• **What this task involves**: Word for word, retype the records below.

(Stored data)
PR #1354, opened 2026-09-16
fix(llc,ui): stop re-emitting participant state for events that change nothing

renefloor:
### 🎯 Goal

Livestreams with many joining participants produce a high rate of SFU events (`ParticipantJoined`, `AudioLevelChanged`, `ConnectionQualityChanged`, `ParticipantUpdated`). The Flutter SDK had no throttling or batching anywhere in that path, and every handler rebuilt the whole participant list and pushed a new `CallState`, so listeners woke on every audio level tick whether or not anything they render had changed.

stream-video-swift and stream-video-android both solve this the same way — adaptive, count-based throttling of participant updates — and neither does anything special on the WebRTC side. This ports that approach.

• **Exercise answer**:
PR #1354, opened 2026-09-16
fix(llc,ui): stop re-emitting participant state for events that change nothing

renefloor:
### 🎯 Goal

Livestreams with many joining participants produce a high rate of SFU events (`ParticipantJoined`, `AudioLevelChanged`, `ConnectionQualityChanged`, `ParticipantUpdated`). The Flutter SDK had no throttling or batching anywhere in that path, and every handler rebuilt the whole participant list and pushed a new `CallState`, so listeners woke on every audio level tick whether or not anything they render had changed.

stream-video-swift and stream-video-android both solve this the same way — adaptive, count-based throttling of participant updates — and neither does anything special on the WebRTC side. This ports that approach.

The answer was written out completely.